Kyle Miller (Mar 09 2025 at 02:03):
What do you think about combining the first few lines into a mutual_induction that does intro and specifies the induction premises?
theorem evenOddInv :
(∀ n m, m = n + 1 → Even m → Odd n)
∧ (∀ n m, m = n + 1 → Odd m → Even n) := by
mutual_induction n m e h => h, n m e h => h
case zero => injection e
all_goals injection e with e; subst e; assumption
Kyle Miller (Mar 09 2025 at 02:10):
Yeah, I was thinking of something similar with a theorems command.
Given the above idea, what do you think of a theorems command that leaves a single tactic goal that's a conjunction of the theorems?
theorems (n : Nat)
| evenOddInd_even (en : Even n) : P en
| evenOddInd_odd (on : Odd n) : Q on := by
-- there is a single goal `(Even n -> P en) /\ (Odd n -> Q on)`
-- (also `evenOddInd_even (n : Nat) : Even n -> P e n`
-- and `evenOddInd_odd (n : Nat) : Odd n -> Q on` can be used recursively)
mutual_induction en => en, on => on
sorry
Jonathan Chan (Mar 09 2025 at 02:10):
I like the intro variables to the left of the arrow, that would be handy
all of my examples do some sort of intros beforehand anyway
Jonathan Chan (Mar 09 2025 at 02:18):
I'm not sure about the conjunction
for theorems, you might as well just push each declaration as new goals anyway, instead of constructing a conjunction out of all of them, then having the mutual induction tactic immediately break it into two/multiple
Kyle Miller (Mar 09 2025 at 02:26):
This seems to be an unprecedented use of goals though, especially if the main use case of mutual_inductive is to run it after constructor (when in the middle of a proof). Basically, why try to merge contexts if you can start with the fact that the contexts are consistent?
Jonathan Chan (Mar 09 2025 at 02:26):
the other benefit of entering with two separate goals is that en and on would already be in their local contexts (they probably should be, if they're to the left of the colon), so you wouldn't even need to intro them by putting their names to the left of the arrows
Kyle Miller (Mar 09 2025 at 02:31):
Yeah, that's a nice benefit. The only alternative I can think of is something like
theorems (n : Nat)
| evenOddInd_even (en : Even n) : P en => en
| evenOddInd_odd (on : Odd n) : Q on => on := by
-- initialized with mutual induction with targets en and on
sorry
which isn't the greatest.
Kyle Miller (Mar 09 2025 at 02:32):
Do you see any case for custom mutual induction principles? Some sort of mutual_induction ... using ...?

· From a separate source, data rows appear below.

PR #1939, opened 2024-08-08
fix(motif): language merging behavior

wily-coyote:
- Language-related sections are also merged with the screenpack's defaults after the rest of the motif is parsed. Previous behavior would only merge with motif.lua defaults.

- Fixed a Lua error that would occur when a language-related section doesn't have a `menu.pos` parameter.


Orange-Dolphin:
I want to make a few brief mentions regarding this. When I was creating the functionality, I was focused on matching Mugen behavior. Mugen did complete sections as opposed to only taking what has changed. I think doing it the way this PR has it set up is much better. You can change the name of a menu option without having to replace the entire [Title Info] block for example. That isn't how it was done in mugen, but it's a lot less bloated, and should still fit any screenpacks or features that had these features before.

So although it doesn't match Mugen behavior 1:1, I support this way of going about it.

Jonathan Chan (Mar 09 2025 at 02:43):
All three of the extensions to induction (using, generalizing, with) would probably also be similarly useful for mutual induction, but they're just harder to implement lol
I currently assume that the motives in each of the recursors are all in the same order and at the very front, and I'm guessing that custom induction principles would be permitted to not do that, which means instantiating each recursor will mean searching through the whole type looking for a match for every motive (not a blocking technical issue. but an annoying one)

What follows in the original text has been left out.